What this tool does
It infers a practical Draft 2020-12 starter schema from objects, arrays, primitives, and nested payload samples.
It validates pasted JSON against a schema and reports each problem with a concrete JSON-style path and fix hint.
It supports both direct tool usage and Pipeline Builder steps for schema generation and validation handoffs.
It keeps payloads and schemas in the browser, which is useful when contract samples include staging fields or private identifiers.
Typical use cases
- Create a first JSON Schema from a webhook, API response, or configuration sample.
- Check whether a payload still satisfies required fields and primitive types before sharing it.
- Prepare contract review notes for backend, frontend, SDK, and QA teams.
- Run a pipeline step that turns a cleaned JSON sample into a schema artifact.
- Capture actionable validation paths for PR comments and incident follow-up.
Input examples
Order payload
{
"orderId": 42,
"status": "paid",
"items": [{ "sku": "sku_123", "qty": 2 }]
}Validation schema
{
"type": "object",
"required": ["orderId", "status"],
"properties": { "orderId": { "type": "integer" } }
}Output examples
Generated schema
{
"$schema": "https://json-schema.org/draft/2020-12/schema",
"type": "object",
"required": ["orderId", "status", "items"]
}Validation error
$.orderId: Expected integer, received string.
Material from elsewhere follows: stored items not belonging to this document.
PR #1505, opened 2024-04-04
[config] Implementation of new configuration management

Peguen:
### Description
Introduced config management via structs which opens the possibilty for users to configure eCAL in code. In addition, evaluation of the inputs will be easily possible.

If assigned configuration values can be evaluated and are incorrect, the program will exit with an error.

Internally also the new config structs will be used.


KerstinKeller (commented):
First part of review.

ecal/core/src/ecal_process.cpp
```diff
@@ -164,35 +166,36 @@ namespace eCAL
...
+      sstream << "Network rcvbuf           : " << GetBufferStr(Config::GetCurrentConfig()->transport_layer_options.mc_options.recbuf.get()) << '\n';
+      sstream << "Multicast cfg version    : v" << static_cast<uint32_t>(Config::GetCurrentConfig()->transport_layer_options.mc_options.config_version) << '\n';
+      sstream << "Multicast group          : " << Config::GetCurrentConfig()->transport_layer_options.mc_options.group.get() << '\n';
+      sstream << "Multicast mask           : " << Config::GetCurrentConfig()->transport_layer_options.mc_options.mask.get() << '\n';
+      const int port = Config::GetCurrentConfig()->transport_layer_options.mc_options.port.get();
       sstream << "Multicast ports          : " << port << " - " << port + 10 << '\n';
-      sstream << "Multicast join all IFs   : " << (Config::IsUdpMulticastJoinAllIfEnabled() ? "on" : "off") << '\n';
-      sstream << '\n';
+      sstream << "Multicast join all IFs   : " << (Config::GetCurrentConfig()->transport_layer_options.mc_options.join_all_interfaces ? "on" : "off") << '\n';
+
```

Fix: Change the payload value or update the schema type.
Common errors and fixes
Using one happy-path sample as the whole contract
Generate from the sample, then review required fields, nullable values, enums, and additionalProperties manually.
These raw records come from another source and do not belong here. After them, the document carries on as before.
PR #1506, opened 2024-04-04
[mma] add missing include.

KerstinKeller:
### Description
`#include<ctime>` was missing, although `std::time_t` is used in the header file.


hannemn (approved):
Awesome!

PR #1514, opened 2024-04-08
[core/test] util_test (ParallelGetTopics) was excluded due to incorrect CMake setting

rex-schilasky:
### Description
Minimal fix: ParallelGetTopics (core/util_test) gtest was excluded due to ECAL_CORE_PUBLISHER condition (that should not used in test cpp modules, because all ECAL_CORE_XY variables are not forwarded as compiler defines.)


Peguen (approved):
lgtm

hannemn (approved):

Validating against a schema that omits nested objects
Add properties and required arrays for the nested fields you expect consumers to rely on.
Sharing production payloads in review comments
Replace identifiers, emails, tokens, and customer records before copying validation output.
Security and privacy notes
For the shared privacy terminology, local processing model, external-request labels, and DevTools verification workflow, see the Trust Center.
- Schema generation and validation run locally in the browser.
- Saved recipes should store schema options only, not runtime payloads.
- Treat payload samples as sensitive until identifiers and secrets have been removed.
Step-by-step workflow
- Feed JSON Schema Workbench the smallest reproducible sample you can collect from the real issue.
- Review the first findings and separate confirmed signals from assumptions or environment-specific noise.
- Compare a clean baseline sample against the problematic input when you need to isolate regressions.
- Keep one redacted output snapshot with the key findings for tickets, runbooks, or incident handoff.
Quality checklist before sharing output
- Confirm JSON Schema Workbench findings still reproduce with the same input and assumptions.
- Check that the sample includes enough surrounding context to support the conclusion you are drawing.
- Translate notable findings into concrete next checks, ownership, or remediation notes.
- Redact private hosts, tokens, certificates, or customer identifiers before sharing analysis output.
Operational notes
JSON Schema Workbench is most effective when it produces a focused, reproducible evidence bundle that can be handed to the next engineer without extra cleanup.
Frequently asked questions
Can generated schemas be used as final production contracts?
They are starter schemas. Review constraints, formats, enums, and compatibility before publishing them.
Does validation show where a payload failed?
Yes. Errors include JSON-style paths such as $.user.id and remediation guidance.
Can Pipeline Builder use this tool?
Yes. The adapter supports schema generation and schema validation modes.